Looking back now, I can hardly believe that I spent so much of my life under the spell of New York City. I left the city more than half a year ago, and it's incredible just how much better I feel. There's a sense of renewal that I'm experiencing, like a heavy fog has lifted. New York had become suffocating in its intensity, its incessant, non-stop energy.
Funny enough, I remember being a student at Duke University, where there was an almost unspoken expectation that upon graduation, you moved to New York. That was the dream, or so we were told. It was where everyone else was heading, where opportunities were, where life truly started.
Before the pandemic, it was accepted as the truth. Offices were there, everything was happening there. And so, we tolerated absurd living conditions and exorbitant cost of living. We paid thousands of dollars a month for tiny, dilapidated apartments, and had our packages stolen right from our doorsteps. We endured the stench of garbage-laden streets and a subway system that felt more like a poorly maintained public restroom.
I often wonder now, why did I even stay? Why did I join the masses? It's because I was told that success looked like a high-paying job in New York City. When you don't question why you're pursuing something, you just do it because it's the done thing.
I joined the corporate life, I paid a significant chunk of my salary on rent, and before I knew it, I was stuck in a cycle that seemed impossible to break.
In New York, you start to become like everyone else. You attend the same parties, you partake in the same culture. There's an acceptance of the pervasive stress and pretentiousness that permeates the city. But it was only after leaving that I truly recognized the suffocation I had been experiencing.
The pandemic, if anything, forced us to reevaluate. Why are we here? Why do we follow the herd without asking if there's a better way to live? We deserve more than being stuck in a relentless corporate cycle, even if there are perks like free food at Google.
Your freedom, your ability to make your own choices, is infinitely more valuable. There's more to life than being a cog in a corporate machine, even if you're a well-paid cog. You can't express your true thoughts if you're trapped in the corporate world, a world where you're expected to parrot what your superiors tell you.
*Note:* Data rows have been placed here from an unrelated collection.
PR #66, opened 2024-04-19
Remove controller-runtime module

tomleb:
# Problem

This module doesn't seem to be used and is somewhat a burden:

- This module has its own `go.mod` (duh) which means:
  - It needs to be updated every time we update k8s libraries (eg: https://github.com/rancher/lasso/pull/62).
  - We get renovate bot PRs for it
  - It depends on top-level lasso module at a specific commit, meaning it's never in sync (we wanted to address it here: https://github.com/rancher/lasso/pull/64).
- It doesn't have any test, and since we don't know how it's used it's difficult to know if something would break current usage.

It doesn't make sense to keep maintaining this if it's not being used, so this is an attempt to remove it.

# Research

I've manually checked the following repos (and their corresponding branch of rancher 2.9, 2.8, 2.7):
- apiserver
- norman
- steve
- webhook
- remotedialer
- dynamiclistener
- wrangler

Lasso is used by other projects as well (mostly via wrangler), so I also checked the following:
- fleet
- rke2
- rke
- aks-operator
- eks-operator
- gke-operator
- k3s

No usage in any of those repos.

[Using sourcegraph](https://sourcegraph.com/search?q=context:global+repo:%5Egithub%5C.com/rancher+%22github.com/rancher/lasso/controller-runtime%22&patternType=keyword&sm=0), I don't see anything **still in development** within `github.com/rancher` that is using this package.
[
Including archived repositories in the result](https://sourcegraph.com/search?q=context%3Aglobal+repo%3A%5Egithub%5C.com%2Francher+%22github.com%2Francher%2Flasso%2Fcontroller-runtime%22&patternType=keyword&sm=0&filters=%5B%5B%22utility%22%2C%22Include+archived+repos%22%2C%22archived%3Ayes%22%5D%5D), we can see that https://github.com/rancher/rancher-operator is using it. However this repository has been archived last year (and hasn't been touched in 3 years).

Let's see if any team responds that they need it, otherwise we can remove it.


brandond:
I suspect the idea was to ease migration to/from upstream controller-runtime by adding a translation between lasso caches and controller-runtime caches... but since this is a classic Darren direct-push-to-master commit with no PR or context in the commit message we can only guess.

Kill it with fire!

brandond (approved):

PR #67, opened 2024-04-24
[v1.29] Bump lasso

krunalhinguu:
### Updates

- updated lasso to latest

### Related

- https://github.com/rancher/rancher/issues/43110


MbolotSuse (changes requested):
@krunalhinguu As seen in #66, we actually want to outright remove the `controller-runtime` module. Can you give that a look at integrate with that, or just wait for that PR to go in?

PR #69, opened 2024-04-26
feat(sharedcachefactory): allow checking if a given kind is being cached

aruiz14:
Issue: https://github.com/rancher/rancher/issues/41905

This PR extends the `SharedCacheFactory` interface to allow checking if a specific kind is being cached.
This will allow Norman clients to check this before calling `Controller()`, which implicitly registers the kind in the cache.

Note: With the goal of using the existing mocks, I've copied them to a separate internal package, but couldn't remove the existing one since `clientMutator.go` is within the same package as the interface being mocked.


ericpromislow (approved):
Looks straightforward

PR #80, opened 2024-06-28
Transition to simpler key management

pjbgf:
Move away from key hierarchy keys, into simpler data slicing instead.

The use of key hierarchy, saving the DEKs alongside the data, is very
effective when there is a need for long-term storage. As Lasso's KEK is
not persisted externally, once the instance restarts the encrypted data
can no longer be used as the DEKs can't be decrypted.

Due to that, a more performant approach would be do away with the KEK, and
keep all the DEKs in memory. The stored data now has an uint32 keyID, as opposed
to having an encrypted DEK and its nonce - saving 40 bytes per row.

As a result, the encryption process had a throughput increase of ~260MB/s
and a 22% decrease in allocations. Conversely, the decryption process had
throughput increase of ~400MB/s and a 50% decrease in allocations.

```
goos: linux
goarch: amd64
pkg: github.com/rancher/lasso/pkg/cache/sql/encryption
cpu: 11th Gen Intel(R) Core(TM) i7-11800H @ 2.30GHz
                           │ /tmp/before  │             /tmp/after              │
                           │    sec/op    │   sec/op     vs base                │
Encryption/encrypt-1024-16    1.416µ ± 0%   1.013µ ± 1%  -28.46% (p=0.000 n=10)
Encryption/encrypt-4096-16    2.240µ ± 0%   1.853µ ± 0%  -17.32% (p=0.000 n=10)
Encryption/encrypt-8192-16    3.279µ ± 1%   2.844µ ± 0%  -13.28% (p=0.000 n=10)
Decryption/decrypt-1024-16   1044.5n ± 1%   662.8n ± 4%  -36.54% (p=0.000 n=10)
Decryption/decrypt-4096-16    1.910µ ± 1%   1.541µ ± 3%  -19.34% (p=0.000 n=10)
Decryption/decrypt-8192-16    3.101µ ± 3%   2.617µ ± 1%  -15.61% (p=0.000 n=10)
geomean                       2.002µ        1.557µ       -22.21%

                           │ /tmp/before  │              /tmp/after               │
                           │     B/s      │      B/s       vs base                │
Encryption/encrypt-1024-16   689.7Mi ± 0%    964.2Mi ± 1%  +39.79% (p=0.000 n=10)
Encryption/encrypt-4096-16   1.702Gi ± 0%    2.059Gi ± 0%  +20.97% (p=0.000 n=10)
Encryption/encrypt-8192-16   2.327Gi ± 1%    2.683Gi ± 0%  +15.32% (p=0.000 n=10)
Decryption/decrypt-1024-16   934.6Mi ± 1%   1473.4Mi ± 4%  +57.64% (p=0.000 n=10)
Decryption/decrypt-4096-16   1.997Gi ± 1%    2.475Gi ± 3%  +23.97% (p=0.000 n=10)
Decryption/decrypt-8192-16   2.460Gi ± 2%    2.916Gi ± 1%  +18.49% (p=0.000 n=10)
geomean                      1.512Gi         1.944Gi       +28.56%

                           │ /tmp/before  │              /tmp/after              │
                           │     B/op     │     B/op      vs base                │
Encryption/encrypt-1024-16   2.078Ki ± 0%   2.016Ki ± 0%   -3.01% (p=0.000 n=10)
Encryption/encrypt-4096-16   5.703Ki ± 0%   5.641Ki ± 0%   -1.10% (p=0.000 n=10)
Encryption/encrypt-8192-16   10.20Ki ± 0%   10.14Ki ± 0%   -0.61% (p=0.000 n=10)
Decryption/decrypt-1024-16   2.781Ki ± 0%   1.875Ki ± 0%  -32.58% (p=0.000 n=10)
Decryption/decrypt-4096-16   5.781Ki ± 0%   4.875Ki ± 0%  -15.68% (p=0.000 n=10)
Decryption/decrypt-8192-16   9.781Ki ± 0%   8.875Ki ± 0%   -9.27% (p=0.000 n=10)
geomean                      5.166Ki        4.590Ki       -11.16%

                           │ /tmp/before │             /tmp/after             │
                           │  allocs/op  │ allocs/op   vs base                │
Encryption/encrypt-1024-16    9.000 ± 0%   7.000 ± 0%  -22.22% (p=0.000 n=10)
Encryption/encrypt-4096-16    9.000 ± 0%   7.000 ± 0%  -22.22% (p=0.000 n=10)
Encryption/encrypt-8192-16    9.000 ± 0%   7.000 ± 0%  -22.22% (p=0.000 n=10)
Decryption/decrypt-1024-16   12.000 ± 0%   6.000 ± 0%  -50.00% (p=0.000 n=10)
Decryption/decrypt-4096-16   12.000 ± 0%   6.000 ± 0%  -50.00% (p=0.000 n=10)
Decryption/decrypt-8192-16   12.000 ± 0%   6.000 ± 0%  -50.00% (p=0.000 n=10)
geomean                       10.39        6.481       -37.64%
```


pkg/cache/sql/encryption/encrypt.go
```diff
@@ -133,50 +121,56 @@ func createGCMCypher(key []byte) (cipher.AEAD, error) {
...
-// key should only be used once and fetchUpToDateDataKey should be used to ensure an up-to-date key for any subsequent
-// encryption.
-func (m *Manager) fetchUpToDateDataKey() ([]byte, error) {
+// fetchActiveDataKey returns the current data key and its key ID.
+// Each call results in activeKeyCounter being incremented by 1. When the
+// the activeKeyCounter exceeds maxWriteCount, the active data key is
+// rotated - before being returned.
+func (m *Manager) fetchActiveDataKey() ([]byte, uuid.UUID, error) {
 	m.lock.Lock()
-	defer m.lock.Unlock()
```
moio, line 147: What pros and cons do you see with using `defer` here?

pkg/cache/sql/store/store.go
```diff
@@ -17,17 +17,16 @@ import (
...
+	listStmtFmt     = `SELECT object, objectnonce, dekid FROM "%s"`
 	listKeysStmtFmt = `SELECT key FROM "%s"`
 	createTableFmt  = `CREATE TABLE IF NOT EXISTS "%s" (
 		key TEXT UNIQUE NOT NULL PRIMARY KEY,
 		object BLOB,
-		objectnonce TEXT,
-		dek TEXT,
-		deknonce TEXT
+		objectnonce BLOB,
+		dekid BLOB
```
moio, line 29: What pros and cons do you see in using a UUID for the DEK id rather than an incremental counter?

How about storing DEKs in a slice, appending on rotation, and using the slice index as the key identifier instead of the UUID?

pkg/cache/sql/db/client.go
```diff
@@ -72,14 +74,14 @@ type TXClient interface {
 // It should use a key-encryption-key (KEK) to then encrypt the DEK. The encrypted data, nonce used to encrypt the data,
 // encrypted dek, nonce used to decrypt the dek should be returned, in that order. On failure an error should be returned.
```
moio, line 75:
```suggestion
// Encryptor encrypts data with a key which is rotated to avoid wear-out.
```

pkg/cache/sql/db/client.go
```diff
@@ -72,14 +74,14 @@ type TXClient interface {
...
 type Encryptor interface {
-	Encrypt([]byte) ([]byte, []byte, []byte, []byte, error)
+	Encrypt([]byte) ([]byte, []byte, uuid.UUID, error)
```
moio, line 77:
```suggestion
	// Encrypt encrypts the specified data, returning: the encrypted data, the nonce used to encrypt the data, and an ID identifying the key that was used (as it rotates). On failure error is returned instead.
	Encrypt([]byte) ([]byte, []byte, uuid.UUID, error)
```

pkg/cache/sql/db/client.go
```diff
@@ -72,14 +74,14 @@ type TXClient interface {
...
 }
 
 // Decryptor decrypts encrypted data given: some encrypted data, nonce used to encrypt the data, an encrypted
 // data-encryption-key (DEK), nonce used to encrypt the DEK. The KEK is not provided. Decryptor is expected to use its
 // receiver to decrypt the DEK using its KEK.
```
moio, line 82:
```suggestion
// Decryptor decrypts data previously encrypted by Encryptor.
```

pkg/cache/sql/db/client.go
```diff
@@ -72,14 +74,14 @@ type TXClient interface {
...
 type Decryptor interface {
-	Decrypt([]byte, []byte, []byte, []byte) ([]byte, error)
+	Decrypt([]byte, []byte, uuid.UUID) ([]byte, error)
```
moio, line 84:
```suggestion
        // Decrypt accepts a chunk of encrypted data, the nonce used to encrypt it and the ID of the used key (as it rotates). It returns the decrypted data or an error.
	Decrypt([]byte, []byte, uuid.UUID) ([]byte, error)
```

pkg/cache/sql/encryption/encrypt.go
```diff
@@ -1,10 +1,5 @@
-/*
-package encryption provides a struct, Manager, that generates a key-encryption-key, generates and rotates a
-data-encryption-key, and provides functions for encryption and decryption. The key-encryption-key is used so the client
-can store an encrypted version of their data key. This key-hierarchy enables the rotation of data-encryption-keys which
-is intended to protect from cryptanalysis and mitigate impact of leaking a key.
-*/
-
+// package encryption provides encryption and decryption functions, while
+// abstracting away key management concerns.
```
moio, line 2:
```suggestion
// abstracting away key management concerns.
// Current implementation uses AES-GCM encryption, with key rotation, keeping keys in memory
```

pkg/cache/sql/encryption/encrypt.go
```diff
@@ -14,106 +9,99 @@ import (
 	"fmt"
 	"sync"
 
+	"github.com/google/uuid"
 	"github.com/pkg/errors"
 )
 
+var (
+	ErrKeyNotFound = errors.New("data key not found")
+	ErrInvalidKey  = errors.New("invalid key")
```
moio, line 18:
```suggestion
```

Seems unused

pkg/cache/sql/encryption/encrypt.go
```diff
@@ -133,50 +121,56 @@ func createGCMCypher(key []byte) (cipher.AEAD, error) {
...
 
-func genRandKey() ([]byte, error) {
-	return genRandByteSlice(keySize)
+	return dek, keyID, nil
 }
 
-func genRandByteSlice(size int) ([]byte, error) {
-	key := make([]byte, size)
-	_, err := rand.Read(key)
+func newRand(d []byte) error {
```
moio, line 169: Optional Nitpick: consider inlining

moio (commented):
Great work @pjbgf , thank you very much for it!

Simpler code, better perf, better test coverage, better security... is there anything more I can really ask for? 😉  really appreciated!

There are a few nitpicks/cosmetic suggestions and only one nontrivial question on pkg/cache/sql/store/store.go - although that's definitely not a deal breaker in any case.

Once that is answered this is ready for my approval and will go to the Frameworks team for another round of review.

pkg/cache/sql/encryption/encrypt.go
pjbgf: The switch was mostly due to the unnecessary performance impact of deferring. But happy to switch back if maintainability is more important in this case.

pkg/cache/sql/store/store.go
pjbgf: Funnily enough, that was my initial approach: the numerical counter part. I pivoted from that mostly to get a step closer to parallel key creation without needing to change the DB schema. I will revert back to that approach instead.

macedogm (commented):
Indeed excellent work, @pjbgf!

Apparently some small updates are still being worked out, so I'll give a general LGTM and avoid approving, as @moio has the fine say.

pjbgf:
I believe I worked through all the feedback on the new commit. The PR description is now updated with uint32 keyID and the latest benchstat. PTAL

moio (approved):
All good, green light from my side!

_(I took the liberty to directly add a few mostly cosmetic commits on top)_

Will merge as soon as we get a 👍 from the frameworks team

Thank you so much for the collaboration

pkg/cache/sql/encryption/encrypt.go
```diff
@@ -17,103 +15,85 @@ import (
...
+// Manager uses AES-GCM encryption and keeps in memory the data encryption
+// keys. The active encryption key is automatically rotated once it has been
+// used over a certain amount of times - defined by maxWriteCount.
 type Manager struct {
-	keyEncryptionKey  []byte      // main key
-	dataEncryptionKey []byte      // current key
-	keyGCMCipher      cipher.AEAD // cipher in gcm mode created from kek
-	writesCounter     int
-	lock              sync.Mutex
+	dataKeys         [][]byte
```
tomleb, line 31: This list only grows and is never shrinked. Is this expected? Won't we run into a memory leak issue if Rancher runs long enough?

tomleb (commented):
Overall looks good.

One concern on memory leaks and one missing lock call.

I'm not super confident with the mocks tests (not your fault) since in the past we've had passing unit tests but the code would fail to run because the integration of sql queries & encryptor was missing some parameters in the SQL. (We've already identified we'd like to have more integration tests for this). So, was this change compiled + tested by running Rancher? That'd make me more confident about the changes here.

pkg/cache/sql/encryption/encrypt.go
moio: Exactly, I am not concerned for that reason.

pkg/cache/sql/encryption/encrypt.go
```diff
@@ -17,103 +15,85 @@ import (
...
-	}
-	dek, err := keyGCMCipher.Open(nil, deknonce, edek, nil)
-	if err != nil {
-		return nil, errors.Wrap(err, "failed to decrypt DEK")
+// Decrypt accepts a chunk of encrypted data, the nonce used to encrypt it and the ID of the used key (as it rotates). It returns the decrypted data or an error.
+func (m *Manager) Decrypt(edata, nonce []byte, keyID uint32) ([]byte, error) {
+	if len(m.dataKeys) <= int(keyID) {
+		return nil, fmt.Errorf("%w: %v", ErrKeyNotFound, keyID)
 	}
+	dek := m.dataKeys[keyID]
```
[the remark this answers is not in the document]
moio: 👍 Nice catch!

pkg/cache/sql/encryption/encrypt.go
tomleb: Ok. Not really familiar with the security aspect of the rotation trigger and key wear-out in general so I'm not able to determine if 150,000 is a good number vs some higher number. My understanding is:
- Higher number means less amount of rotation so less likely to have a memory leak, and I guess instinctively it should be less secure (?)
- Lower number would be the reverse of the above.

> but all those keys need to be accessible for the decryption.

Is it not possible to re-encrypt the data every once in a while? Slowly getting rid of old keys. That way we can keep X number of keys, but X stays finite.

tomleb: And to be clear I understand that this code is under an experimental feature flag, so it's not like we'll see memory leaks for every users. Increasing the key count for rotation seems like the quickest way to make sure it will be impractical to get a noticeable leak. (It still makes me nervous though)

moio: I do not think there are any reasons for nervousness.

Please look at this quantitatively: a key is 32 bytes, therefore to exhaust 1 GB (which is still nowhere near a crazy amount) it'd take 30 _million_ rotations (rounding down for slice inefficiencies).

Even with a very high write rate (50,000 writes/s, which is [at the high end for etcd standalone on good hardware](https://etcd.io/docs/v3.4/op-guide/performance/#benchmarks)) we could have a rotation every 3 seconds - and that might even be untenable with kubeapiserver and the rest in the mix.

Even assuming a rotation every 3 seconds that would take some _90 million_ seconds to use up 1 GB. That's about _three years_ of uptime of a single pod without any kernel update or hardware change or failure of any kind. We are definitely going to run up to several other problems well before that.

On top of that, if the rotation is bumped from 150k to 2^32 (approximately 4B) those numbers will improve by a factor of _28 thousand_!

Even if my math is a bit off I think we can sleep well 😄

pjbgf: Agree with the above - no major concerns here.

I increased the key wear-out var to align with NIST's recommendation, which means we will have a lot less keys to manage (and keep in memory) even in a high throughput deployments.

pkg/cache/sql/encryption/encrypt.go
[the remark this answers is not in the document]
pjbgf: +1 on the nice catch. I made some amendments, removing the counter from the mutex and making all the `dataKeys` ops to be under a `RWMutex`. PTAL

moio (changes requested):

pkg/cache/sql/encryption/encrypt.go
```diff
@@ -118,21 +114,12 @@ func createGCMCypher(key []byte) (cipher.AEAD, error) {
 // the activeKeyCounter exceeds maxWriteCount, the active data key is
 // rotated - before being returned.
 func (m *Manager) fetchActiveDataKey() ([]byte, uint32, error) {
-	m.lock.Lock()
-	defer m.lock.Unlock()
-	m.activeKeyCounter++
-
-	if m.activeKeyCounter >= maxWriteCount {
+	counter := atomic.AddInt64(&m.activeKeyCounter, 1)
```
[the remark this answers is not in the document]
pjbgf: Removed the `atomic` and replaced it with its own lock, given the asymmetrical usage between dataKeys and the counter. Also added an assertion to confirm the counter is being reset correctly.

moio (approved):

moio:
Thanks for the persistence @pjbgf - latest fixes address all my concerns now

FWIW I have also run the integration tests and they are all green https://github.com/rancher/rancher/pull/46015

pkg/cache/sql/encryption/encrypt.go
tomleb: Awesome, I'm good with this, thanks for the numbers, I will be able to sleep well too

tomleb (approved):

New York City, it felt like, was the heart of this corporate machine. It's a place where financial success is worshipped, where pretentiousness is almost a prerequisite.
But there's a better way. We're at a stage now where remote work is not only possible, it's encouraged. There are cities with lower cost of living, cities on the rise.
If you can, leave New York. Go to Atlanta, go to Florida, or even Tulsa. There's a world out there waiting to be discovered, a world where you can breathe freely again.